#### [RECORDS SUPPLIED]
Issue #411, opened 2020-05-14
GetModifierMappingReply is missing the field `keycodes_per_modifier`


exit91:
The attribute `keycodes_per_modifier` is parsed here: 

https://github.com/psychon/x11rb/blob/e9dab004d422297dea2262905e28baca27730efc/src/protocol/xproto.rs#L17646-L17652

However, it is ultimately missing in the definition of `GetModifierMappingReply`.

https://github.com/psychon/x11rb/blob/e9dab004d422297dea2262905e28baca27730efc/src/protocol/xproto.rs#L17639-L17645

According to the [C library](https://xcb.freedesktop.org/manual/structxcb__get__modifier__mapping__reply__t.html) the field should exist.
Also compare that with the [xcb proto file](https://gitlab.freedesktop.org/xorg/proto/xcbproto/-/blob/master/src/xproto.xml#L5600).

Even *if* the assumption `keycodes_per_modifier * 8 = length of the keycode vector` holds everywhere (thereby making the field obsolete), shouldn't this be documented?

Should this turn out to be a flaw in the code generator I'd encourage you to have a look at functions like `set_modifier_mapping` as well, which would similarly lack a `keycodes_per_modifier` parameter.

https://github.com/psychon/x11rb/blob/e9dab004d422297dea2262905e28baca27730efc/src/protocol/xproto.rs#L17570

psychon:
Hi,

thanks for opening this issue. I am writing these lines after I have written the rest of the following text. I felt that the following sounds a bit negative and so I wanted to emphasise: Thanks for opening this issue and feel free to make suggestions. I am trying so explain why things are the way they are and would be very happy if you tell us how to improve.

> According to the C library the field should exist.

Well... random API example from libxcb:
```C
xcb_set_pointer_mapping_cookie_t
xcb_set_pointer_mapping_unchecked (xcb_connection_t *c,
                                   uint8_t           map_len,
                                   const uint8_t    *map);
```
The same thing in x11rb:
https://github.com/psychon/x11rb/blob/e9dab004d422297dea2262905e28baca27730efc/src/protocol/xproto.rs#L17393
The `map_len` argument disappeared. Instead, the code uses the length of the provided slice:
https://github.com/psychon/x11rb/blob/e9dab004d422297dea2262905e28baca27730efc/src/protocol/xproto.rs#L17398
[...]

PR #412, opened 2020-05-14
Add accessors for length fields

psychon:
This commit adds accessor methods for length fields that are left out of
the actual struct as they are implicitly represented as the length of
some Vec. These length fields can sometimes still be useful to users.

Fixes: https://github.com/psychon/x11rb/issues/411

-----

@exit91 what do you think about this? Would you call it a fix?

### DIFF
--- a/generator/src/generator/namespace.rs
+++ b/generator/src/generator/namespace.rs
@@ -1994,6 +1994,13 @@ impl<'ns, 'c> NamespaceGenerator<'ns, 'c> {
             })
             .collect::<Vec<_>>();
         if !deducible.is_empty() {
+            if deducible
+                .iter()
+                .any(|(field, _)| field.name() == Some("len"))
+            {
+                let comment = "This is not a container and is_empty() makes no sense";
+                outln!(out, "#[allow(clippy::len_without_is_empty)] // {}", comment);
+            }
             outln!(out, "impl {} {{", name);
             for (field, (list_name, op)) in deducible {
                 let field_type = self.field_to_rust_type(field, switch_prefix);
--- a/generator/src/generator/namespace.rs
+++ b/generator/src/generator/namespace.rs
@@ -1976,6 +1976,58 @@ impl<'ns, 'c> NamespaceGenerator<'ns, 'c> {
                 );
             }
         }
+
+        // Generate accessors for length fields that are not part of the struct.
+        // First, collect all relevant fields.
+        let deducible = fields
+            .iter()
+            .filter_map(|field| match field {
+                xcbdefs::FieldDef::Normal(normal_field) => deducible_fields
+                    .get(&normal_field.name)
+                    .and_then(|d| match d {
+                        DeducibleField::LengthOf(list_name, op) => Some((list_name, op)),
+                        // switches are not yet supported
+                        _ => None,
+                    })
+                    .map(|d| (field, d)),
+                _ => None,
+            })
+            .collect::<Vec<_>>();
+        if !deducible.is_empty() {
+            outln!(out, "impl {} {{", name);
+            for (field, (list_name, op)) in deducible {
+                let field_type = self.field_to_rust_type(field, switch_prefix);
+                let name = field.name().unwrap();
+                let name = if name == "type" {
+                    format!("r#{}", name)
+                } else {
+                    name.to_string()
+                };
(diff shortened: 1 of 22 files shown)


generator/src/generator/namespace.rs
```diff
@@ -1976,6 +1976,58 @@ impl<'ns, 'c> NamespaceGenerator<'ns, 'c> {
...
+                out.indented(|out| {
+                    outln!(out, "/// Get the value of the `{}` field.", &name);
+                    outln!(out, "///");
+                    outln!(out, "/// The `{}` field is used as the length field of the `{}` field.", &name, &list_name);
+                    outln!(out, "/// This function computes the field's value again based on the length of the list.");
+                    outln!(out, "///");
+                    outln!(out, "/// # Panics");
+                    outln!(out, "///");
+                    outln!(out, "/// Panics if the value cannot be represented in the target type. This can");
+                    outln!(out, "/// not happen with values of the struct received from the X11 server.");
```
eduardosm, line 2015: I think "cannot" is a single word.

generator/src/generator/namespace.rs
```diff
@@ -1976,6 +1976,58 @@ impl<'ns, 'c> NamespaceGenerator<'ns, 'c> {
...
+                        DeducibleField::LengthOf(list_name, op) => Some((list_name, op)),
+                        // switches are not yet supported
+                        _ => None,
+                    })
+                    .map(|d| (field, d)),
+                _ => None,
+            })
+            .collect::<Vec<_>>();
+        if !deducible.is_empty() {
+            outln!(out, "impl {} {{", name);
```
eduardosm, line 1997: The clippy warning can be fixed with something like this
```rust
if deducible.iter().any(|(name, _)| name == Some("len")) {
    outln!(out, "#[allow(clippy::len_without_is_empty)]");
}
```

psychon: Urgh. I was trying to be clever and have this directly at the `fn`, but it really needs to be at the `impl`.

exit91:
Awesome work, @psychon !
Having these redundant fields is helpful when the documentation (if there is any) is not very clear about how to interpret the payloads. In the case of `GetModifierMapping` the payload is an 8xN matrix, represented as a Vec of length 8N.
In my view, this is to some small extent an API problem and to some larger extent a documentation problem. For instance if the payload was `[Vec<Keycode>; 8]` or `BTreeMap<Modifier, Vec<KeyCode>>` or even `Fn(Modifier) -> KeyCode` (ok, this clearly ridiculous), I would have an easier time understanding what is going on.
In the end I ended up reading the `xlib` documentation, which is a better reference to the `xcb` API than the `xcb` documentation.
Just compare
https://www.x.org/releases/X11R7.7/doc/libX11/libX11/libX11.html#id2762063
Quote:

    typedef struct {
    	int max_keypermod;	/* This server's max number of keys per modifier */
    	KeyCode *modifiermap;	/* An 8 by max_keypermod array of the modifiers */
    } XModifierKeymap;


to

https://xcb.freedesktop.org/manual/structxcb__get__modifier__mapping__reply__t.html

or

https://docs.rs/x11rb/0.5.0/x11rb/protocol/xproto/struct.GetModifierMappingReply.html

Hope this explains my problem a bit better. Anyway, thanks for your fast(!!!) response.

psychon:
@exit91 I can only recommend https://www.x.org/releases/X11R7.6/doc/xproto/x11protocol.html#requests:GetModifierMapping. It's the best resource that I know and it explains the actual low-level wire protocol.

> https://docs.rs/x11rb/0.5.0/x11rb/protocol/xproto/struct.GetModifierMappingReply.html

Yeah, well, we generate Rust doc comments from the same info that libxcb uses: The `<doc>` tags in the XML. They are a good idea, but were so far only applied rarely. And I do not really feel like writing lots of those `<doc>` tags either. It is rather boring.

I guess we should link to those xproto docs somewhere prominent.

psychon:
Oh, it's already linked on https://docs.rs/x11rb/0.5.0/x11rb/index.html. Hm... Would it help to also link to it on https://docs.rs/x11rb/0.5.0/x11rb/protocol/xproto/index.html? I guess "not really", because it is pretty unlikely someone ends up on that page.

#### [TASK REQUIREMENTS]
Repeat the material word for word from its opening line up to and including the line containing "According to the [C".

#### [FINISHED EXERCISE]
Issue #411, opened 2020-05-14
GetModifierMappingReply is missing the field `keycodes_per_modifier`


exit91:
The attribute `keycodes_per_modifier` is parsed here: 

https://github.com/psychon/x11rb/blob/e9dab004d422297dea2262905e28baca27730efc/src/protocol/xproto.rs#L17646-L17652

However, it is ultimately missing in the definition of `GetModifierMappingReply`.

https://github.com/psychon/x11rb/blob/e9dab004d422297dea2262905e28baca27730efc/src/protocol/xproto.rs#L17639-L17645

According to the [C library](https://xcb.freedesktop.org/manual/structxcb__get__modifier__mapping__reply__t.html) the field should exist.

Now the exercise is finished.